Since The Dog Tendi made is also of interest to Division 14, Tendi accompanies Boimler aboard the division’s super-sleek experimental ship en route to a facility ominously called “The Farm.” Once aboard they encounter a veritable freakshow of Starfleet officers having suffered all manner of space diseases and mishaps.
When power is restored to the derelict Rebidoux, the alien awakens and the very seams of the ship start coming apart. Mariner drops her slacker act and suddenly becomes competent, which irks Ramsay even more because it’s clear now that Mariner was looking bad on purpose so Ramsay wouldn’t recommend her for a transfer and promotion to the Oakland.
While Ramsay is understandably pissed by seeing how low her former elite classmate, the one everyone thought would make captain first, has fallen, Mariner also doesn’t like how captaincy has changed her friend. Both have valid points, though it’s really hard to argue Mariner shouldn’t still be an ensign!
While the other Starfleet officers aboard the Division 14 ship are convinced the ship itself is “The Farm” and they’re being held there because they’re “inconvenient” to Starfleet’s veneer of perfection, the truth is “The Farm” is a real paradise planet, and it’s spectacular, while the division chief is just a little eccentric and has a sinister laugh you shouldn’t read too much into.
Tendi says goodbye to The Dog, who gets up on hind legs, says goodbye back, then flies away. Turns out Tendi, who after all isn’t human, had a lot of misconceptions about what a dog could and should do. As for Boimler, the phasing issue wears off, so he is no longer welcome at The Farm and its sensual massages.
Mariner and Ramsay may not be the happiest about how their friend turned out, but the two work together to save the Rebidoux crew as well as their away team.
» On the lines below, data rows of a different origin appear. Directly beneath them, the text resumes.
PR #33594, opened 2021-06-23
do not register delta xds env var

ramaraochavali:
Since Delta Xds is not fully implemented, registering this var adding to documentation and people wants to try it and see if it helps their config delivery. Either we should make it clear in the description that it is not ready for use or register it as hidden var so that docs are not generated. This PR moves it to hidden var.

[ ] Docs
[ ] Installation
[X] Networking
[ ] Policies and Telemetry
[ ] Security
[ ] Test and Release
[ ] User Experience
[ ] Developer Infrastructure

Pull Request Attributes

### DIFF
--- a/pilot/pkg/features/pilot.go
+++ b/pilot/pkg/features/pilot.go
@@ -15,7 +15,6 @@
 package features
 
 import (
-	"strconv"
 	"time"
 
 	"github.com/golang/protobuf/ptypes/duration"
@@ -446,9 +445,9 @@ var (
 			"These checks are both expensive and panic on failure. As a result, this should be used only for testing.",
 	).Get()
 
-	DeltaXds = RegisterHiddenBoolVar("ISTIO_DELTA_XDS", false,
+	DeltaXds = env.RegisterBoolVar("ISTIO_DELTA_XDS", false,
 		"If enabled, pilot will only send the delta configs as opposed to the state of the world on a "+
-			"Resource Request").Get()
+			"Resource Request. This feature uses the delta xds api, but does not currently send the actual deltas.").Get()
 
 	EnableLegacyAutoPassthrough = env.RegisterBoolVar(
 		"PILOT_ENABLE_LEGACY_AUTO_PASSTHROUGH",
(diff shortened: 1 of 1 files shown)


pilot/pkg/features/pilot.go
```diff
@@ -445,7 +446,7 @@ var (
 			"These checks are both expensive and panic on failure. As a result, this should be used only for testing.",
 	).Get()
 
-	DeltaXds = env.RegisterBoolVar("ISTIO_DELTA_XDS", false,
+	DeltaXds = RegisterHiddenBoolVar("ISTIO_DELTA_XDS", false,
```
howardjohn, line 449: Aren't all env vars experimental? So I am not sure why we want to hide just this one. Delta XDS does actually work (just not efficiently, but correctly).

ramaraochavali: It is confusing to have it enable and it sends full config. I agree it is experimental but even in experimental people are expecting "delta" part works - That is the reason I was thinking about this. Otherwise if we do not want to hide, we need to expand the doc that right now "delta" part is not functional fully.

adiprerepa: How about we make it clear in the env var description that it does not fully work instead of registering it hidden? People should feel free to use expensive delta xds if they feel the need to

ramaraochavali: I am fine either way. Just want to make this clear that enabling delta right now does not do a "real" delta.

pilot/pkg/features/pilot.go
```diff
@@ -445,7 +446,7 @@ var (
...
 		"If enabled, pilot will only send the delta configs as opposed to the state of the world on a "+
 			"Resource Request").Get()
```
adiprerepa, line 451:
```suggestion
			"Resource Request. This feature uses the delta xds api, but does not currently send the actual deltas.").Get()
```

adiprerepa (changes requested):

ramaraochavali:
@adiprerepa Updated. PTAL

adiprerepa (approved):
lgtm -- thanks!

PR #33597, opened 2021-06-23
Updated URLs in Grafana dashboard

craigbox:
Updates URLs in the default Grafana mesh dashboard.

(Will this get pushed through to Grafana.com on each release?)

[X] Policies and Telemetry


howardjohn (approved):
> (Will this get pushed through to Grafana.com on each release?)

yes

eduardobaitello:
Just taking advantage of this MR to ask a question:

Does it make sense for all metrics on this dashboard to use  `reporter="source"` as filter?

I mean, thinking that the intention is to generate metrics of requests **received by the workloads**, wouldn't it be correct to filter by `reporter="destination"`?

PR #33975, opened 2021-07-12
Remove proxy via agent option

howardjohn:
This has been stable for a number of releases now

I put a bunch of assignees since I am not sure if there is some usage of this I wasn't aware of

### DIFF
--- a/pilot/cmd/pilot-agent/options/agent.go
+++ b/pilot/cmd/pilot-agent/options/agent.go
@@ -45,17 +45,13 @@ func NewAgentOptions(proxy *model.Proxy, cfg *meshconfig.ProxyConfig) *istioagen
 		Platform:                 platform.Discover(),
 		GRPCBootstrapPath:        grpcBootstrapEnv,
 		DisableEnvoy:             disableEnvoyEnv,
+		ProxyXDSDebugViaAgent:    proxyXDSDebugViaAgent,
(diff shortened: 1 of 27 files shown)


adiprerepa (commented):
so after this, there is no way to connect to envoy directly? are we sure we want to do this?

It seems like a good "backup" option for if istio-agent fails

howardjohn:
> It seems like a good "backup" option for if istio-agent fails

At this I think we are confident in the stability, I hope. We have had it for quite a few releases, and for the most part its not even a good backup at this point. We have no tests and a large amount of functionality depends on the agent

adiprerepa:
> > It seems like a good "backup" option for if istio-agent fails
> 
> At this I think we are confident in the stability, I hope. We have had it for quite a few releases, and for the most part its not even a good backup at this point. We have no tests and a large amount of functionality depends on the agent

yeah, fair enough. I remember it being useful for initial delta stuff, but thats already pretty niche.

hzxuzhonghu (commented):
lgtm

ramaraochavali:
lgtm

lei-tang (commented):
lgtm

howardjohn:
Not stale @istio/wg-networking-maintainers

ramaraochavali (approved):

PR #33978, opened 2021-07-12
Add telemetry.istio.io to validator API groups

Monkeyanator:
Should validate resources for new Telemetry API.

[ ] Docs
[ ] Installation
[ ] Networking
[ ] Policies and Telemetry
[ ] Security
[ ] Test and Release
[ ] User Experience
[ ] Developer Infrastructure

Pull Request Attributes


howardjohn (approved):
We should make the Telemetry validation actually good as well, not sure how robust it is today

Thanks for the fix!

PR #33527, opened 2021-06-18
Simplified external control plane charts

frankbu:
Fixes #33455

**NOTE:** Most of the changes in this PR are reverting what was removed in #33077. The only significant change is that this is also copying the needed `base` charts into `istiod-remote`, so external istiod now doesn't need `base.enabled=true` for a config cluster. IstiodRemote is now a standalone component, containing all the charts needed on a remote (or config) cluster.

[ ] Configuration Infrastructure
[ ] Docs
[ ] Installation
[ ] Networking
[ ] Performance and Scalability
[ ] Policies and Telemetry
[ ] Security
[ ] Test and Release
[ ] User Experience
[ ] Developer Infrastructure

Pull Request Attributes

Please check any characteristics that apply to this pull request. 

[ ] Does not have any [user-facing](https://github.com/istio/istio/tree/master/releasenotes#when-to-add-release-notes) changes. This may include CLI changes, API changes, behavior changes, performance improvements, etc.

PR #33982, opened 2021-07-12
Make external istiod crd charts templates

frankbu:
This is a followup to #33527. I made an ill-advised last minute change to move the copied crd charts from `templates` to `crds`, without testing :( The problem is that this won't work because I've added a conditional flag (`if configCluster`) to the copied charts, so they needs to be templates.

This fixes it by moving them back to the `templates` directory.


howardjohn (commented):
Wasn't there some Makefile that copies this? does that need to be updated?

frankbu:
@howardjohn, yes, of course, I'm rushing instead of thinking. Thanks.

Monkeyanator (approved):

PR #33983, opened 2021-07-12
chiron: Incorporating kubernetes csr v1 api

shankgan:
Add ability for chiron module of Istiod to use [Kubernetes v1 CSR api ](https://kubernetes.io/docs/reference/access-authn-authz/certificate-signing-requests/) to sign Istiod DNS certificates and optionally sign workload certificates when Istiod functions as an RA. Refer to [Issue](https://github.com/istio/istio/issues/34012) for context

That said, they’re ultimately saved by Rutherford’s upgraded transporter. Everyone ends up suffering the same phasing issue as Boimler, but they don’t care; they’re alive, and it will wear off.
Finally, the alien itself doesn’t kill anyone, and isn’t evil at all! Indeed, it emerges from the absorbed matter of the Rebidoux as a jellyfish-like space-dwelling alien very similar to those first discovered in the TNG pilot, “Encounter at Farpoint”.
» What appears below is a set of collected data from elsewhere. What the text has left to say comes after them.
PR #33985, opened 2021-07-12
Add policy readiness check in tests

JimmyCYJ:
[ ] Docs
[ ] Installation
[ ] Networking
[ ] Policies and Telemetry
[x] Security
[ ] Test and Release
[ ] User Experience
[ ] Developer Infrastructure

Pull Request Attributes

### DIFF
--- a/tests/integration/security/authorization_test.go
+++ b/tests/integration/security/authorization_test.go
@@ -62,6 +62,7 @@ func TestAuthorization_mTLS(t *testing.T) {
 				policies := tmpl.EvaluateAllOrFail(t, args,
 					file.AsStringOrFail(t, "testdata/authz/v1beta1-mtls.yaml.tmpl"))
 				t.Config().ApplyYAMLOrFail(t, apps.Namespace1.Name(), policies...)
+				util.WaitForConfig(t, policies[0], apps.Namespace1)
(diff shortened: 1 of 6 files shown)


tests/integration/security/authorization_test.go
```diff
@@ -1290,6 +1296,7 @@ func TestAuthorization_Audit(t *testing.T) {
 						}
 						policies := tmpl.EvaluateAllOrFail(t, args, file.AsStringOrFail(t, tc.configFile))
 						t.Config().ApplyYAMLOrFail(t, ns.Name(), policies...)
+						util.WaitForConfig(t, policies[0], ns)
```
howardjohn, line 1299: should we switch WaitForConfig to be `WaitForConfig(t, ns, policies...)` so we can check all?

Probably doesn't matter, but could in some cases

howardjohn (approved):

tests/integration/security/authorization_test.go
JimmyCYJ: Good point! Let me update the PR later.

JimmyCYJ: Done.

bianpengyuan (approved):

Issue #33772, opened 2021-07-01
Add CNI dry run test 


bianpengyuan:
This is part of the CNI beta graduation requirements. CNI runs as cluster singleton and could configure IPTables for multiple Istio versions. A dry run test will be added to CNI in order to make any upgrade breaking changes easier to be identified and reviewed.

Design doc: https://docs.google.com/document/d/1CVRNAlDEsU6Lmssv01gWLt3uaaWJNBVLlIyZeGWh0KA/edit

PR #33992, opened 2021-07-13
Add CNI plugin dryrun test.

bianpengyuan:
fix https://github.com/istio/istio/issues/33772


cni/pkg/plugin/testdata/basic.txt.golden
```diff
@@ -0,0 +1,26 @@
+* nat
```
howardjohn, line 1: Not in scope for this PR, but it would be nice to move the core iptables tests to this format as well; its annoying right now that golden is in code so its hard to see diffs on failure and hard to update

cni/pkg/plugin/plugin_dryrun_test.go
```diff
@@ -0,0 +1,195 @@
...
+				t.Fatalf("CNI cmdAdd failed with error: %v", err)
+			}
+
+			generated, err := ioutil.ReadFile(outputFilePath)
+			if err != nil {
+				log.Fatalf("Cannot read generated IPTables rule file: %v", err)
+			}
+			generatedRules := getRules(generated)
+
+			if os.Getenv("REFRESH_GOLDEN") == "true" {
```
howardjohn, line 141: pilot/test/util/diff.go has some useful functions for golden files, including CompareContent, RefreshGoldenFile, etc that may be preferred. Not sure how well it would work here with the custom logic, but it seems like it could be plausible

howardjohn (approved):

howardjohn:
Put a hold in case you want to use the `diff` package, if not feel free to merge

cni/pkg/plugin/testdata/basic.txt.golden
bianpengyuan: Ack.

cni/pkg/plugin/plugin_dryrun_test.go
bianpengyuan: Thanks for the pointer! I used the RefreshGolden function, Compare function is a bit tricky because IPTables output tables order is not stable so need a bit of custom logic. IPTables output is small and I think we can live with raw got/want output.

howardjohn:
Surprised order is not stable, what part changes?

bianpengyuan:
@howardjohn it is the order of tables. Some times nat table comes first, sometimes raw table comes first. IPtables logic internally has a map for tables, which makes output order of tables not stable.

howardjohn:
Interesting, thanks

PR #33994, opened 2021-07-13
security/pkg/stsservice/tokenmanager/google: Fix the last connection was not closed when retrying

wzshiming:
Fix the last connection was not closed when retrying

[ ] Docs
[ ] Installation
[ ] Networking
[ ] Policies and Telemetry
[ ] Security
[ ] Test and Release
[ ] User Experience
[x] Developer Infrastructure

Pull Request Attributes


howardjohn (commented):
I am a bit confused by the logic. It seems weird to close the body at the start of the loop and then do a defer as well..

I think it probably works, but its not very clear without a lot of studying. Can we simplify?

wzshiming:
I move the Close to the caller to do it, It looks simple now.

wzshiming:
@howardjohn Could you have time to take a look

Issue #33980, opened 2021-07-12
Usage of a deprecated go-control-plane struct


jwendell:
https://github.com/istio/istio/blob/0eb61cf4a6b12ef8918193e12d314f03d464e219/istioctl/pkg/writer/pilot/status.go#L173

`make lint` is complaining about `GetXdsConfig()` being deprecated with the upgrade to `github.com/envoyproxy/go-control-plane v0.9.10-0.20210708144103-3a95f2df6351` in https://github.com/istio/istio/pull/33976

howardjohn:
cc @therealmitchconnors

jwendell:
Fixed by https://github.com/istio/istio/pull/33997

PR #33997, opened 2021-07-13
fix deprecated xds config struct

monsteredc:
This PR is to fix the issue #33980. The old struct is deprecated, and i just revise it to the new one.

[ ] Docs
[ ] Installation
[ ] Networking
[ ] Policies and Telemetry
[ ] Security
[ ] Test and Release
[x] User Experience
[ ] Developer Infrastructure

Pull Request Attributes

### DIFF
--- a/istioctl/pkg/writer/pilot/status.go
+++ b/istioctl/pkg/writer/pilot/status.go
@@ -171,7 +171,7 @@ func (s *XdsStatusWriter) setupStatusPrint(drs map[string]*xdsapi.DiscoveryRespo
 				if err != nil {
 					return nil, nil, fmt.Errorf("could not unmarshal ClientConfig: %w", err)
 				}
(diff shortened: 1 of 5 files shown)


shamsher31 (commented):
@monsteredc Can you please add or update test accordingly?

monsteredc:
@shamsher31 PTAL.

hzxuzhonghu (approved):

howardjohn (commented):
Nice!

My only concern is this seems like its changing `istioctl` and `istiod` code together. does this mean a mismatch of versions between the two would result in this not working?

We may need to make istioctl support both the old and new version?

monsteredc:
@howardjohn Done. Good point, thanks!

howardjohn:
Thanks! I am not an expert on this code so defering to @therealmitchconnors

therealmitchconnors (approved):

PR #33998, opened 2021-07-13
Istio master

AliRezaTaleghani:
[X] Docs
[X] Installation
[ ] Networking
[ ] Policies and Telemetry
[ ] Security
[X] Test and Release
[X] User Experience
[ ] Developer Infrastructure

Pull Request Attributes

Using any **CRI**  except Docker engine required an explicit registry identifier with image path (URI).
- this PR tried to cover as many as images expected to be pulled from docker.io by explicit image path update where ever it was applicable.


craigbox:
/ok-to-test

Thanks for this; it might have a better chance of going through in several smaller PRs, but we'll see what we can do.

manifests/profiles/default.yaml
```diff
@@ -75,7 +75,7 @@ spec:
         autoInject: enabled
         tracer: "zipkin"
       proxy_init:
-        image: proxyv2
+        image: docker.io/proxyv2
```
jwendell, line 78: I don't think changes like this are right.
First, it lacks hub.
Second, we only put the image name to let hub and tag to be given as helm values. Our templates check if there's a hub in the image name, and if there's not, global hub and tag are applied.

AliRezaTaleghani: I see @jwendell 

you are right! I guess I pushed the boundary more that it should...
I went for CRIO as runtimes and found for stuff like **promethous** of **zipkin** and more others there is such a problems that would be nice to be fix. but it may be better to go for more smaller PRs as @craigbox said.

I guess I should not touch profiles manifest anyway...

AliRezaTaleghani: just let me know if you think it's to much to fix this way...
I will re-base my fork to have more smaller MR during the next couple of days then

PR #34000, opened 2021-07-13
update addons manifest with explicit image path

AliRezaTaleghani:
none-docker-engine CRI env expect an explicit image path contains registry as well

[X] Docs
[X] Installation
[ ] Networking
[ ] Policies and Telemetry
[ ] Security
[ ] Test and Release
[X] User Experience
[X] Developer Infrastructure

### DIFF
--- a/samples/addons/extras/prometheus_vm.yaml
+++ b/samples/addons/extras/prometheus_vm.yaml
@@ -452,7 +452,7 @@ spec:
       serviceAccountName: prometheus
       containers:
         - name: prometheus-server-configmap-reload
-          image: "jimmidyson/configmap-reload:v0.5.0"
+          image: "docker.io/jimmidyson/configmap-reload:v0.5.0"
           imagePullPolicy: "IfNotPresent"
           args:
             - --volume-dir=/etc/config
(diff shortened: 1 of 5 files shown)


howardjohn (changes requested):
This is generated from `./manifests/addons/gen.sh`, we need to update the inputs there then re-run the script.

That being said - these are basically generated by `helm template prometheus`, grafana, etc. Given all of these extremely popular charts are not putting docker.io, are we really expected to? It feels a bit like you need to boil the entire ocean to get this working...

howardjohn:
I am not against it, just a bit suspicious that its actually viable to run a kubernetes cluster that doesn't resolve this to docker.io already. Seems like a lot of applications would break

AliRezaTaleghani:
@howardjohn 
I see, if they are all just generation by `helm template` then really make sense to push them via original charts repo.

AliRezaTaleghani:
and that is very true! if you move away from Docker engine into any other CRI (ex: cotainerd / cri-o) then there is no magic auto registry definition under the hood and we need to explicitly say where should it pull from...

howardjohn:
Are you sure? I regularly run kind and GKE with containerd and it resolves
to docker.io. Not an expert here though, just seems to work for me

AliRezaTaleghani:
Regarding **cri-o**, yes as it's my current deployment mode...
Also, I can pretty sure about **containerd** there we have global config with specific directly:
- [[unqualified-search-registries]]
- [[registry]]

but this sounds to be a more broad case:
lets say we have containerd and array of trusted registries (ex: docker.io / quay.io)
sadly image called:  _proxy-xyz/v-1.2.3_ is available on both, but not maintained by the say team/co...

Harkening back to a 90-minute episode that aired back in 1987, it’s amazing to see how Star Trek has evolved with the times. By modern standards, quite a few episodes of the previous series (particularly the original) feel glacially long and stretched out. In contrast, I honestly don’t think I’d be able to tolerate an entire hour of Lower Deck’s energy and pace. Twenty-five minutes is the ideal length.
After Mariner showed what’s she’s truly made of on the Rebidoux, Ramsay’s promotion and transfer offer are still on the table. Mariner is flattered and grateful, but ultimately declines. She may have the ability to be a captain someday, but right now she’s happy where she is, where she can still figure out what she wants. In this regard she’s much like Riker, who passed up many a command because he loved the Enterprise and his family.
- Mariner mentions “phase coils” as the kind of nonsense Captains often mention to their subordinates. Coils of one kind or another are omnipresent in Trek technobabble.
- Tendi calling her dog “The Dog” may be a reference to people often calling Wesley Crusher “The Boy” on TNG.
- It’s always fun to see alternate Starfleet uniforms broken out, and here we see Starfleet waders for the first time!
- The Division 14 ship is a veritable smorgasbord of references, none more iconic than the crewman in the same beeping wheelchair as Captain Pike in TOS’s “The Menagerie”.
- I love how the senior officers’ secret covert mission involves…planting a plant, when given the go-ahead.